● **Brief**:
Your response should consist solely of the records, written out exactly.

Collected data entries
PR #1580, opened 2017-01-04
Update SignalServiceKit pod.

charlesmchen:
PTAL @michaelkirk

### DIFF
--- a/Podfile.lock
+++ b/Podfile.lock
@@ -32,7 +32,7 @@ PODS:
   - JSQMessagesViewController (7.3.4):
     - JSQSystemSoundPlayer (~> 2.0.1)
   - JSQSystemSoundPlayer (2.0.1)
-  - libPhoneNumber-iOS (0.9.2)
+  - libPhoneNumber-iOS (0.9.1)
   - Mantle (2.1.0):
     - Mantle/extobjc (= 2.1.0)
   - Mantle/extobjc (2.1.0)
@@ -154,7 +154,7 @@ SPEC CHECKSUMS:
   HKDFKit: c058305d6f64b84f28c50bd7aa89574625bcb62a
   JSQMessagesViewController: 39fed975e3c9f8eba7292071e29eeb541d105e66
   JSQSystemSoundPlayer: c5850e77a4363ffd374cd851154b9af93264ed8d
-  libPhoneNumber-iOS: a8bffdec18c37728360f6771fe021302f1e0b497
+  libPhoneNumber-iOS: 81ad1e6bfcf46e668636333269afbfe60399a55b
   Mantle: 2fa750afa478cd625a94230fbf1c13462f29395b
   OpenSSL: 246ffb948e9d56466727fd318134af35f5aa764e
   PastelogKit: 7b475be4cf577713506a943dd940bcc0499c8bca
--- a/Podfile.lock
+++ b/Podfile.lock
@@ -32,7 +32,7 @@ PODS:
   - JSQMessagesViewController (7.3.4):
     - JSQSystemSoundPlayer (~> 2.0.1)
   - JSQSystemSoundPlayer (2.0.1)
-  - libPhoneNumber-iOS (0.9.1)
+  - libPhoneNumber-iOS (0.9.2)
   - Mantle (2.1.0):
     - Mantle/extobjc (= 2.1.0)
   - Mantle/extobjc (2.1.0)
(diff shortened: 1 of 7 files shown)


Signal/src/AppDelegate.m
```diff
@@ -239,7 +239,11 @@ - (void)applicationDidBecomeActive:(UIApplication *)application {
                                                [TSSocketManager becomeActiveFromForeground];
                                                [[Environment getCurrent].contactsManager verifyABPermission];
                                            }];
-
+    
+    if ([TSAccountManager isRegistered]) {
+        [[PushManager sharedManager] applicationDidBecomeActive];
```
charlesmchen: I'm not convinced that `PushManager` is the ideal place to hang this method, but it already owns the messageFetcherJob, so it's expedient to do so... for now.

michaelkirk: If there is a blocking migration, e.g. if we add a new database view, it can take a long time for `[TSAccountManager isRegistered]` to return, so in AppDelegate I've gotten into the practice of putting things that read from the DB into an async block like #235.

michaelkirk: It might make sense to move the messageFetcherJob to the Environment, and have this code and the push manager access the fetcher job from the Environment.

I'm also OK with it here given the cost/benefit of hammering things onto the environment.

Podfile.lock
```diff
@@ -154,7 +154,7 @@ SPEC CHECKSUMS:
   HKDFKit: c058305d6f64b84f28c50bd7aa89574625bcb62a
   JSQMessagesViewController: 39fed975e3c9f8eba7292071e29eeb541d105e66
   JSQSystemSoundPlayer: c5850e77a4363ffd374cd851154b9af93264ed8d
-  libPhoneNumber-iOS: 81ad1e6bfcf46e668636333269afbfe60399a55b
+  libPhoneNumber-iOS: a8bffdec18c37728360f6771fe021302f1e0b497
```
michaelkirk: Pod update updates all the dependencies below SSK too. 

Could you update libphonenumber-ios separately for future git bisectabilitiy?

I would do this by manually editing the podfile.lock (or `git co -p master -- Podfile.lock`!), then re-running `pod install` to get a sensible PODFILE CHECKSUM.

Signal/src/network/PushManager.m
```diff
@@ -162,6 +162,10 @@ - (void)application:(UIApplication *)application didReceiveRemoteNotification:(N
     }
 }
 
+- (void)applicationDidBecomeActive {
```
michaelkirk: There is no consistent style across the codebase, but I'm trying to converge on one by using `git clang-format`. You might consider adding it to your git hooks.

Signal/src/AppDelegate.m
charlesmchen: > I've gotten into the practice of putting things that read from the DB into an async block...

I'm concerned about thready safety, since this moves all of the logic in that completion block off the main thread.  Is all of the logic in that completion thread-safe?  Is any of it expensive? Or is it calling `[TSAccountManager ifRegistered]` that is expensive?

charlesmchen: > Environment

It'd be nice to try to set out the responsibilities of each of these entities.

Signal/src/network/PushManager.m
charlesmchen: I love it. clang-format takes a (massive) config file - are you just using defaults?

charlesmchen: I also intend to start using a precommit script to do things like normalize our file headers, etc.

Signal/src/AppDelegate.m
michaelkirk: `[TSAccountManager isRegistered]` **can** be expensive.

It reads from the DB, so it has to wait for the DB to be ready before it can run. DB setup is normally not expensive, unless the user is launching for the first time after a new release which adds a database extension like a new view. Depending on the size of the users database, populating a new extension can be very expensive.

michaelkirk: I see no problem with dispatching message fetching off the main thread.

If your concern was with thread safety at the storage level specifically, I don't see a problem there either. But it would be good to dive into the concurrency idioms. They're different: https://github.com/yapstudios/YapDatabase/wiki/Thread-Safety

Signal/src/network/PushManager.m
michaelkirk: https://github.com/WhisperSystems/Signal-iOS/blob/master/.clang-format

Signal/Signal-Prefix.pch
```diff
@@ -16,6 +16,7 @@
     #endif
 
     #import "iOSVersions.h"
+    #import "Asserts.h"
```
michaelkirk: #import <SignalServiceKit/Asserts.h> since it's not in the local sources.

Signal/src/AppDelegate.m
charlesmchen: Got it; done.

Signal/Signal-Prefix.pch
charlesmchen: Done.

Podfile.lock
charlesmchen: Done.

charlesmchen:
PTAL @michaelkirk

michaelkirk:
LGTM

● **Solution for this exercise**:
PR #1580, opened 2017-01-04
Update SignalServiceKit pod.

charlesmchen:
PTAL @michaelkirk

### DIFF
--- a/Podfile.lock
+++ b/Podfile.lock
@@ -32,7 +32,7 @@ PODS:
   - JSQMessagesViewController (7.3.4):
     - JSQSystemSoundPlayer (~> 2.0.1)
   - JSQSystemSoundPlayer (2.0.1)
-  - libPhoneNumber-iOS (0.9.2)
+  - libPhoneNumber-iOS (0.9.1)
   - Mantle (2.1.0):
     - Mantle/extobjc (= 2.1.0)
   - Mantle/extobjc (2.1.0)
@@ -154,7 +154,7 @@ SPEC CHECKSUMS:
   HKDFKit: c058305d6f64b84f28c50bd7aa89574625bcb62a
   JSQMessagesViewController: 39fed975e3c9f8eba7292071e29eeb541d105e66
   JSQSystemSoundPlayer: c5850e77a4363ffd374cd851154b9af93264ed8d
-  libPhoneNumber-iOS: a8bffdec18c37728360f6771fe021302f1e0b497
+  libPhoneNumber-iOS: 81ad1e6bfcf46e668636333269afbfe60399a55b
   Mantle: 2fa750afa478cd625a94230fbf1c13462f29395b
   OpenSSL: 246ffb948e9d56466727fd318134af35f5aa764e
   PastelogKit: 7b475be4cf577713506a943dd940bcc0499c8bca
--- a/Podfile.lock
+++ b/Podfile.lock
@@ -32,7 +32,7 @@ PODS:
   - JSQMessagesViewController (7.3.4):
     - JSQSystemSoundPlayer (~> 2.0.1)
   - JSQSystemSoundPlayer (2.0.1)
-  - libPhoneNumber-iOS (0.9.1)
+  - libPhoneNumber-iOS (0.9.2)
   - Mantle (2.1.0):
     - Mantle/extobjc (= 2.1.0)
   - Mantle/extobjc (2.1.0)
(diff shortened: 1 of 7 files shown)


Signal/src/AppDelegate.m
```diff
@@ -239,7 +239,11 @@ - (void)applicationDidBecomeActive:(UIApplication *)application {
                                                [TSSocketManager becomeActiveFromForeground];
                                                [[Environment getCurrent].contactsManager verifyABPermission];
                                            }];
-
+    
+    if ([TSAccountManager isRegistered]) {
+        [[PushManager sharedManager] applicationDidBecomeActive];
```
charlesmchen: I'm not convinced that `PushManager` is the ideal place to hang this method, but it already owns the messageFetcherJob, so it's expedient to do so... for now.

michaelkirk: If there is a blocking migration, e.g. if we add a new database view, it can take a long time for `[TSAccountManager isRegistered]` to return, so in AppDelegate I've gotten into the practice of putting things that read from the DB into an async block like #235.

michaelkirk: It might make sense to move the messageFetcherJob to the Environment, and have this code and the push manager access the fetcher job from the Environment.

I'm also OK with it here given the cost/benefit of hammering things onto the environment.

Podfile.lock
```diff
@@ -154,7 +154,7 @@ SPEC CHECKSUMS:
   HKDFKit: c058305d6f64b84f28c50bd7aa89574625bcb62a
   JSQMessagesViewController: 39fed975e3c9f8eba7292071e29eeb541d105e66
   JSQSystemSoundPlayer: c5850e77a4363ffd374cd851154b9af93264ed8d
-  libPhoneNumber-iOS: 81ad1e6bfcf46e668636333269afbfe60399a55b
+  libPhoneNumber-iOS: a8bffdec18c37728360f6771fe021302f1e0b497
```
michaelkirk: Pod update updates all the dependencies below SSK too. 

Could you update libphonenumber-ios separately for future git bisectabilitiy?

I would do this by manually editing the podfile.lock (or `git co -p master -- Podfile.lock`!), then re-running `pod install` to get a sensible PODFILE CHECKSUM.

Signal/src/network/PushManager.m
```diff
@@ -162,6 +162,10 @@ - (void)application:(UIApplication *)application didReceiveRemoteNotification:(N
     }
 }
 
+- (void)applicationDidBecomeActive {
```
michaelkirk: There is no consistent style across the codebase, but I'm trying to converge on one by using `git clang-format`. You might consider adding it to your git hooks.

Signal/src/AppDelegate.m
charlesmchen: > I've gotten into the practice of putting things that read from the DB into an async block...

I'm concerned about thready safety, since this moves all of the logic in that completion block off the main thread.  Is all of the logic in that completion thread-safe?  Is any of it expensive? Or is it calling `[TSAccountManager ifRegistered]` that is expensive?

charlesmchen: > Environment

It'd be nice to try to set out the responsibilities of each of these entities.

Signal/src/network/PushManager.m
charlesmchen: I love it. clang-format takes a (massive) config file - are you just using defaults?

charlesmchen: I also intend to start using a precommit script to do things like normalize our file headers, etc.

Signal/src/AppDelegate.m
michaelkirk: `[TSAccountManager isRegistered]` **can** be expensive.

It reads from the DB, so it has to wait for the DB to be ready before it can run. DB setup is normally not expensive, unless the user is launching for the first time after a new release which adds a database extension like a new view. Depending on the size of the users database, populating a new extension can be very expensive.

michaelkirk: I see no problem with dispatching message fetching off the main thread.

If your concern was with thread safety at the storage level specifically, I don't see a problem there either. But it would be good to dive into the concurrency idioms. They're different: https://github.com/yapstudios/YapDatabase/wiki/Thread-Safety

Signal/src/network/PushManager.m
michaelkirk: https://github.com/WhisperSystems/Signal-iOS/blob/master/.clang-format

Signal/Signal-Prefix.pch
```diff
@@ -16,6 +16,7 @@
     #endif
 
     #import "iOSVersions.h"
+    #import "Asserts.h"
```
michaelkirk: #import <SignalServiceKit/Asserts.h> since it's not in the local sources.

Signal/src/AppDelegate.m
charlesmchen: Got it; done.

Signal/Signal-Prefix.pch
charlesmchen: Done.

Podfile.lock
charlesmchen: Done.

charlesmchen:
PTAL @michaelkirk

michaelkirk:
LGTM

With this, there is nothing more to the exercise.